When I was a boy, it was the clever patter songs that most struck me. They’re still good, and some are brilliant. Bunthorne’s soliloquy in Patience, in which he confesses that “he’s not fond of uttering platitudes/ In stained glass attitudes” is as fully on target now as it was in 1881. Simply substitute tired modish Derridadaism for the "high aesthetic line," and “the meaning doesn’t matter if it’s only idle chatter of a transcendental kind” jumps right out at you.
But nowadays, it’s not Gilbert's free-standing wit but Sullivan's glorious ensembles that cause the shiver of delight. Instances: Iolanthe's “Oh, many a man in friendship’s name”; Ko-ko, Pooh-Bah, and Pish-Tush singing “To sit in solemn silence in a dull dark dock”; in Ruddigore, the trio “In sailing o’er life’s ocean wide,/ No doubt your heart should be your guide/ But it is awkward when you find/ A heart that does not know its mind.” And many others, including, certainly, the quartet from Yeoman of the Guard: “Strange adventure, maiden wedded/ To a groom she’s never seen.” Still another transcendent moment: the high silliness in Pirates, when the assembled choruses kneel to sing the resplendent, ridiculous: "Hail poetry, thou heaven-born maid… All hail, divine emollient." I think that the touchstone of all touchstones is a truly wondrous brief duet in Iolanthe, when the lovesick Lords Tolloler and Mountararat, tenor and baritone, rejected by Phyllis, who chooses a simple shepherd over their dignities, leave the stage singing "Neath this blow/ Worse than stab of dagger/ Though we mo-/ Mentarily stagger,/ In each heart,/ Proud are we innately,/ Let’s depart, dignified and stately.”

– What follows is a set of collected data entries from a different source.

PR #101, opened 2018-04-22
Add aggregation server client

xichen2020:
cc @cw9 @jeromefroe 

This PR adds the client implementation for writing metrics to the aggregation server. Most of the implementation were moved from `backend/server` package in `m3collector`, with the msgpack encoder replaced with protobuf encoder and hand-written mocks replaced with auto-generated mocks.


client/writer.go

In addition to the satire, and the splendid music, G &S also supplies great big helpings of joy. G & S manage to persuade me, at least for the duration of the play, to give credence to “rapture, rapture,” and that “pleasures come in endless series,” and “joy unbounded,” and “laughing song and merry dance,” and “happier than any/ A pound to a penny,/ A lover is when he/ Embraces his bride."
There’s much to deplore in Gilbert’s creations: nasty racism, an insufferable obsession with class (embraced even as it appears to be refuted), jingoism, which is sometimes satirized but often (as in the faux-japonisme of The Mikado) unconsciously accepted, as well as the constant distasteful bludgeoning of middle-age women. But just as we forgive Shylock in order to embrace King Lear, so we must suspend our moral indignation to revel in the best of Gilbert.
Last week, two of the grandchildren visited for a few days. We rented the DVD of the Central Park Kevin Kline-Linda Ronstadt Pirates. The kids were attentive, engaged. Next time they visit: more Gilbert and Sullivan. Perhaps we can plant a savoyardian seed.
I'm very glad to have re-read this piece, which is what first led me to your blog.
It's the first time I have read something intelligent which has licensed my love of G&S, a love which dare not speak its name as they are so derided generally.
I was taken to two or three shows a year throughout my childhood, all performed by local amateur dramatic societies, and I loved them. I remember some of the songs to this day. As an adult I have only seen Yeoman of the Guard (sublime throughout), Mikado (entertaining with moments of beauty) and Princess Ida (I'm sorry but this one was tedious).
The amateur dramatic and operatic societies seem to shun G&S these days. It's a shame.